Good for golf, yes, but with it, a flip side. If more people played golf in 2020 than they had in years, it’s in part because their gyms and offices were closed, because the youth sports seasons were wiped from the calendar and because, especially early on, everything else seemed fraught with risk. One could argue the extent to which golf flourished is inversely proportional to the other parts of life that suffered. Which is to say, people weren’t just flocking to golf, but away from everything else.
“It was the only game in town,” Rotella’s Laudien said.
What solace there is to take from such an equation extends beyond self-interest, but in embracing the role golf played in steering people through some of the darkest hours of the pandemic. The game represented an outlet and a distraction, and an opportunity for the type of social connection that Instagram or Zoom couldn’t foster. Maybe it wasn’t that golf was the only game in town, but the right game for the moment.
“Men never talk about mental health or wellness,” sports psychologist Jonathan Fader told Golf Digest editor-in-chief Jerry Tarde in his column, The Year That Changed Everything. “Ninety percent never go to a therapist. They deal with their mental health through an activity, usually sports. Golf is the only sport you can do in groups and do it safely. We deeply need to be together.”
So what happens when 2021 hopefully allows for more connection? As vaccinations begin and health experts like Dr. Anthony Fauci project some semblance of normalcy by summer, the typical hum of American life could come at the expense of golf. People will return to offices, to airplanes and to the sidelines of their children’s sports—most likely not at pre-pandemic levels, but enough to where the 3 p.m. weekday tee time might not be such a given.

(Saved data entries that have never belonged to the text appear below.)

PR #1021, opened 2024-04-03
Page Reader

CD-Z:
Added an improved version of my Page Reader PR in the main branch. #733 

Improvements:
- pages instead of percent
- working scrollbars
- Chapter switch at the end or beginning of a chapter like a normal page
- autoscroll to last position

Additional changes:
- added change padding setting to reader
- fixed scroll to top button in reader


src/screens/reader/components/ReaderBottomSheet/ReaderValueChange.tsx
```diff
@@ -3,43 +3,61 @@ import React from 'react';
...
-interface ReaderLineHeightProps {
+type ValueKey<T extends object> = {
+  [K in keyof T]: T[K] extends number ? K : never;
+}[keyof T];
+
+interface ReaderValueChangeProps {
   labelStyle?: TextStyle | TextStyle[];
+  valueChange?: number;
+  label: string;
+  valueKey: ValueKey<ReturnType<typeof useChapterReaderSettings>>;
```
nyagami, line 15:
```suggestion
  valueKey: ValueKey<ChapterReaderSettings>;
```
for less scary, remember to import `ChapterReaderSettings`

src/screens/reader/components/ReaderBottomSheet/ReaderValueChange.tsx
```diff
@@ -3,43 +3,61 @@ import React from 'react';
...
         <IconButtonV2
           name="minus"
           color={theme.primary}
           size={26}
-          disabled={lineHeight <= 1.3}
+          disabled={settings[valueKey] <= min}
           onPress={() =>
-            setChapterReaderSettings({ lineHeight: lineHeight - 0.1 })
+            setChapterReaderSettings({
+              [valueKey]: settings[valueKey] - valueChange,
```
nyagami, line 44:
```suggestion
              [valueKey]: Math.max(min, settings[valueKey] - valueChange),
```

src/screens/reader/components/ReaderBottomSheet/ReaderValueChange.tsx
```diff
@@ -3,43 +3,61 @@ import React from 'react';
...
         <IconButtonV2
           name="plus"
           color={theme.primary}
           size={26}
-          disabled={lineHeight >= 2}
+          disabled={settings[valueKey] >= max}
           onPress={() =>
-            setChapterReaderSettings({ lineHeight: lineHeight + 0.1 })
+            setChapterReaderSettings({
+              [valueKey]: settings[valueKey] + valueChange,
```
nyagami, line 59:
```suggestion
              [valueKey]: Math.min(max, settings[valueKey] + valueChange),
```

src/screens/settings/SettingsReaderScreen/SettingsReaderScreen.tsx
```diff
@@ -176,14 +185,18 @@ const SettingsReaderScreen = () => {
...
-                  onclick="reader.post({type:'hide'})"
-                >
-                  ${dummyHTML}
-                </chapter>
+              <body> 
+                <div class="chapterCtn"> 
+                  <chapter 
+                    data-page=0
+                    data-pages=0
+                    data-page-reader='${pageReader}'
```
nyagami, line 193: what are they for

src/screens/reader/components/ReaderBottomSheet/ReaderValueChange.tsx
CD-Z: Makes sense, I only thought of checking for a type with the hook declaration.

src/screens/reader/components/ReaderBottomSheet/ReaderValueChange.tsx
CD-Z: I mean we can do it like this, but the button already gets disabled ```ts disabled={settings[valueKey] <= min} ```

src/screens/reader/components/ReaderBottomSheet/ReaderValueChange.tsx
CD-Z: same

src/screens/reader/components/WebViewReader.tsx
```diff
@@ -124,9 +127,39 @@ const WebViewReader: FC<WebViewReaderProps> = props => {
...
+    } catch (e) {}
+
+    if (dataPayload) {
+      if (dataPayload.type === 'console') {
+        // eslint-disable-next-line no-console
+        console.info(`[Console] ${JSON.stringify(dataPayload.msg, null, 2)}`);
+      } else if (false) {
+        // eslint-disable-next-line no-console
+        if (dataPayload.type !== 'save') console.log(dataPayload);
+      }
```
nyagami, line 156: tbh logging via React Native for Webview is not an effecient way. Class objects wouldnt be logged.
If someone want to work in Reader, they can create a html with fake data and all reader js/css then open it in browser, which is eaiser and faster way.

nyagami:
btw I recommend updating pageReader setting without re-rendering by using Reader::updateGengeralSettings (if possilbe)

Any changes in settings are listened by this code (WebviewReader.tsx), then it triggers to Webview without update state in React 
```ts
    const mmkvListener = MMKVStorage.addOnValueChangedListener(key => {
      switch (key) {
        case CHAPTER_READER_SETTINGS:
          webViewRef.current?.injectJavaScript(
            `reader.updateReaderSettings(${MMKVStorage.getString(
              CHAPTER_READER_SETTINGS,
            )})`,
          );
          break;
        case CHAPTER_GENERAL_SETTINGS:
          webViewRef.current?.injectJavaScript(
            `reader.updateGeneralSettings(${MMKVStorage.getString(
              CHAPTER_GENERAL_SETTINGS,
            )})`,
          );
          break;
      }
  ```

src/screens/reader/components/WebViewReader.tsx
CD-Z: Of course this isn't a good way. I just implemented this because of things that behave a bit different in webview, than in the browser. E. g. On opening a new chapter, the chapter width isn't always the same at first. Probably just because of slower calculations but nevertheless a bug I haven't encountered on my browser.

CD-Z:
> btw I recommend updating pageReader setting without re-rendering by using Reader.updateGengeralSettings (if possilbe)
> 
> Any changes in settings are listened by this code (WebviewReader.tsx), then it triggers to Webview without update state in React
> 
> ```ts
>     const mmkvListener = MMKVStorage.addOnValueChangedListener(key => {
>       switch (key) {
>         case CHAPTER_READER_SETTINGS:
>           webViewRef.current?.injectJavaScript(
>             `reader.updateReaderSettings(${MMKVStorage.getString(
>               CHAPTER_READER_SETTINGS,
>             )})`,
>           );
>           break;
>         case CHAPTER_GENERAL_SETTINGS:
>           webViewRef.current?.injectJavaScript(
>             `reader.updateGeneralSettings(${MMKVStorage.getString(
>               CHAPTER_GENERAL_SETTINGS,
>             )})`,
>           );
>           break;
>       }
> ```

I took a look at it and if I understand you correctly you suggest to not rerender the page when changing from the normal view to the page view.

CD-Z:
@nyagami could you please take another look at this, I don't want to always solve the merge conflicts. It gets annoying

nyagami:
Okay

nyagami (approved):
LGTM

rajarsheechatterjee (approved):

PR #1064, opened 2024-05-04
Feature/tailing skeletons

CD-Z:
+ added tailing skeleton novel to complete a row while scrolling in a plugin
+ changed flatlist onEndReachedThreshold to start loading before skeleton novels are visible

I closed the old PR since it was already partly adapted through other PRs .

 
Todo:
- [x] cleanup

### DIFF
--- a/src/components/NovelCover.tsx
+++ b/src/components/NovelCover.tsx
@@ -36,7 +36,34 @@ interface DownloadBadgeProps {
   theme: ThemeColors;
 }
 
-function NovelCover<TNovel extends NovelItem | NovelInfo | LibraryNovelInfo>({
+type coverItemLibrary =
+  | LibraryNovelInfo & {
+      completeRow?: number;
+    };
+
+type coverItemPlugin =
+  | (NovelInfo | NovelItem) & {
+      completeRow?: number;
+    };
+
+function NovelCover<TNovel extends coverItemPlugin>({
+  item,
+  onPress,
+  libraryStatus,
+  theme,
+  isSelected,
+  onLongPress,
+  selectedNovelIds,
+}: {
+  item: TNovel;
+  onPress: () => void;
+  libraryStatus: boolean;
+  theme: ThemeColors;
+  isSelected: boolean;
+  onLongPress: (item: TNovel) => void;
+  selectedNovelIds: number[];
+}): React.ReactNode;
+function NovelCover<TNovel extends coverItemLibrary>({
   item,
   onPress,
   libraryStatus,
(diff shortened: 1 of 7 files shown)


src/components/NovelCover.tsx
```diff
@@ -35,23 +36,37 @@ interface DownloadBadgeProps {
...
-}: {
+type coverItemLibrary =
+  | LibraryNovelInfo & {
+      completeRow?: number;
+    };
+
+type coverItemPlugin =
+  | NovelItem & {
+      completeRow?: number;
+    };
```
nyagami, line 47:
```suggestion
type CoverItemLibrary =
  | LibraryNovelInfo & {
      completeRow?: number;
    };

type CoverItemPlugin =
  | NovelItem & {
      completeRow?: number;
    };
```
just for code conventions

src/screens/BrowseSourceScreen/BrowseSourceScreen.tsx
```diff
@@ -131,6 +131,10 @@ const BrowseSourceScreen = ({ route, navigation }: BrowseSourceScreenProps) => {
                 libraryStatus={inLibrary}
                 onPress={() => navigateToNovel(item)}
                 isSelected={false}
+                addSkeletonLoading={
+                  (hasNextPage && !searchText) ||
+                  (hasNextSearchPage && !!searchText)
```
nyagami, line 136:
```suggestion
                  (hasNextSearchPage && searchText)
```

CD-Z: It would work as how you suggest, but also throw a ts error (can't assign string to boolean). An other option would be to use Boolean().

nyagami: oh ye, I forgot it. But I think using Boolean is better. It is a bit longer but more readable I think

src/screens/browse/loadingAnimation/SourceScreenSkeletonLoading.tsx
```diff
@@ -31,20 +35,22 @@ const SourceScreenSkeletonLoading: React.FC<Props> = ({ theme }) => {
...
+      <View style={{ flex: 1 / numColumns }}>
+        <LoadingNovel
+          key={index}
+          backgroundColor={backgroundColor}
+          highlightColor={highlightColor}
+          pictureHeight={pictureHeight}
+          pictureWidth={pictureWidth}
+          displayMode={displayMode}
+        />
+      </View>
```
nyagami, line 53: use should use unique key for this instead of index.

nyagami (approved):

PR #1072, opened 2024-05-17
About page Version update & GH action update

error7404:
GitHub action: bd2a360 
 - custom apk:
   - packet name with git commit id
   - app name with git commit id
 - cached `npm install`
 - update actions versions
image
image

---
About page: 1635725
 - Version based on package.json
 - added git commit hash to the version if not Stable
 - RELEASE_DATE, GIT_HASH, BUILD_TYPE created at build time from setEnvFile.cjs
 - special BUILD_TYPE for github actions
 - Version modal copy on click
 - removed versionUtils
image

### DIFF
--- a/.github/workflows/build.yml
+++ b/.github/workflows/build.yml
@@ -9,34 +9,57 @@ jobs:
     runs-on: ubuntu-latest
     steps:
       - name: Clone Repository (Latest)
-        uses: actions/checkout@v3
+        uses: actions/checkout@v4
         with:
           fetch-depth: 0
-      - uses: actions/setup-node@v3
+      - uses: actions/setup-node@v4
         with:
-          node-version: '18'
+          node-version: '20'
+
+      - name: Cache npm & node modules
+        uses: actions/cache@v4
+        with:
+          path: |
+            ~/.npm
+            node_modules
+          key: ${{ runner.os }}-cache-npm-${{ hashFiles('**/package-lock.json') }}
+          restore-keys: |
+            ${{ runner.os }}-cache-npm-
+    
       - name: Install Dependencies
         run: |
           npm install
+
       - name: Create .env
         run: |
           cat > .env << EOF
           MYANIMELIST_CLIENT_ID=${{ vars.MYANIMELIST_CLIENT_ID }}
           ANILIST_CLIENT_ID=${{ vars.ANILIST_CLIENT_ID }}
           EOF
+
       - name: Cache Gradle Wrapper
-        uses: actions/cache@v3
+        uses: actions/cache@v4
         with:
           path: ~/.gradle/wrapper
           key: ${{ runner.os }}-gradle-wrapper-${{ hashFiles('gradle/wrapper/gradle-wrapper.properties') }}
 
       - name: Cache Gradle Dependencies
-        uses: actions/cache@v3
+        uses: actions/cache@v4
         with:
           path: ~/.gradle/caches
           key: ${{ runner.os }}-gradle-caches-${{ hashFiles('gradle/wrapper/gradle-wrapper.properties') }}
           restore-keys: |
             ${{ runner.os }}-gradle-caches-
+
+      - name: Cache build intermediates
+        uses: actions/cache@v4
+        with:
+          path: |
+            android/app/build/generated
+            android/app/build/intermediates
+            android/app/build/tmp
+            android/.gradle
+          key: ${{ runner.os }}-build-${{ hashFiles('package-lock.json') }}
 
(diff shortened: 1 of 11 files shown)


rajarsheechatterjee (approved):

package.json
```diff
@@ -3,18 +3,20 @@
...
     "prettier": "prettier --write \"./src/**/*.{js,jsx,ts,tsx}\"",
-    "buildRelease": "cd android && ./gradlew clean && ./gradlew assembleRelease",
+    "buildRelease": "npm run prestart && cd android && ./gradlew clean && ./gradlew assembleRelease",
     "open": "open ./android/app/build/outputs/apk/release/",
     "strings": "node scripts/stringTypes.cjs",
     "prepare": "husky install"
   },
   "dependencies": {
     "@gorhom/bottom-sheet": "^4.4.5",
+    "@react-native-community/clipboard": "^1.5.1",
```
nyagami, line 19: We already had expo-clipboard

nyagami:
I think release time is enough even for dev

env.d.ts
```diff
@@ -1,4 +1,7 @@
 declare module '@env' {
   export const MYANIMELIST_CLIENT_ID: string;
   export const ANILIST_CLIENT_ID: string;
+  export const GIT_HASH: string;
+  export const RELEASE_DATE: string;
+  export const BUILD_TYPE: string;
```
nyagami, line 6:
```suggestion
  export const BUILD_TYPE: 'Release' | 'Debug';
```
Traitor could forgot, and set BUILD_TYPE = 'release', we would have a weird build name in release app

package.json
```diff
@@ -3,18 +3,20 @@
...
   "scripts": {
-    "android": "react-native run-android --active-arch-only",
+    "android": "npm run prestart && react-native run-android --active-arch-only",
     "ios": "react-native run-ios",
+    "prestart": "node scripts/setEnvFile.cjs Debug",
     "start": "react-native start",
     "lint": "eslint . --ext .js,.jsx,.ts,.tsx",
     "prettier": "prettier --write \"./src/**/*.{js,jsx,ts,tsx}\"",
-    "buildRelease": "cd android && ./gradlew clean && ./gradlew assembleRelease",
+    "buildRelease": "npm run prestart && cd android && ./gradlew clean && ./gradlew assembleRelease",
```
nyagami, line 12: buildRelease but build an apk with Debug in name.

package.json
error7404: I'm blind...

.github/workflows/build.yml
```diff
@@ -9,49 +9,97 @@ jobs:
...
+          path: android/app/build/outputs/apk/release/LNReader.apk
+
+      - name: Build Custom APK
+        env:
+          COMMIT_COUNT: ${{ env.COMMIT_COUNT }}
+          COMMIT_ID: ${{ env.COMMIT_ID }}
+        run: |
+          sed -i 's/LNReader/LNReader-r${{ env.COMMIT_COUNT }}(${{ env.COMMIT_ID }})/g' android/app/src/main/res/values/strings.xml
+          cd android && ./gradlew assembleRelease --no-daemon -PcustomAppId=com.rajarsheechatterjee.LNReader.commit_${{ env.COMMIT_ID }}
+          mv app/build/outputs/apk/release/app-release.apk app/build/outputs/apk/release/LNReader-r${{ env.COMMIT_COUNT }}\(${{ env.COMMIT_ID }}\)-customID.apk
```
nyagami, line 96: Why we should build app 2times.

error7404: For custom name and package id

nyagami: I think only custom one is enough. no need the release one. 
We dont use github action artifact for release one anyway

error7404: When redirecting people to download the latest build it would be better if it didn't install a new app on there phones, so both are useful or only the non-custom

nyagami: We should not suggest people to override the stable build with dev build.  Dev build is more like for `testing` than `quick fix` imo

error7404: well they have the choice

nyagami: Also, we have to consider free github actions 2000 minutes/month.
This will double execution time. it is wasting and abusing

error7404: first build is 9min second is 1min, and i've increased the number of cached things

error7404: i lied it's 9min when cache miss and 5min on cache hit the second one is always 1min tho

PR #1076, opened 2024-05-22
Reader footer & Navigation bar

nyagami:
- Replace native navigation-bar code with native lib 
- fix fullscreen mode logic
- adjust reader footer bottom position: [android navigation bar height](https://forums.solar2d.com/t/height-of-android-navigation-bar-solved/353073)


src/theme/utils/setBarColor.ts
```diff
@@ -1,11 +1,21 @@
...
 import { ThemeColors } from '@theme/types';
+import * as NavigationBar from 'expo-navigation-bar';
+import Color from 'color';
 
-/**
- * Sets status and navigation bar color.
- *
- * @param theme
- */
+export const setBarColor = (color: ThemeColors | Color) => {
```
rajarsheechatterjee, line 6:
```suggestion
export const setStatusBarColor = (color: ThemeColors | Color) => {
```

PR #1080, opened 2024-05-26
Enhancement: Add more CSS to increase Reader Experience

Batorian:
- adding styles for specific classes in specific plugins to increase reader experience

Only the tone deaf among us would say we don’t know what to root for. Because the other part to consider is that those who played more golf than ever in 2020 did so by virtue of good fortune. Plenty of others had work they couldn’t do from afar, or lost jobs altogether, to say nothing of the millions who fell victim to the virus themselves. Which is why the most exuberant participation statistics from 2020 are tempered by a sobering contrast: According to the NGF, more people also left golf behind in 2020 than in recent years.
Short of survivor’s guilt, those of us who remain should at least take to the golf course the sort of perspective this year delivered in abundance—about how we spend our time, and who with, how it all could be pulled out from under us at a moment’s notice. Much as we tried to keep distance from one another this year, that was still something we could all embrace.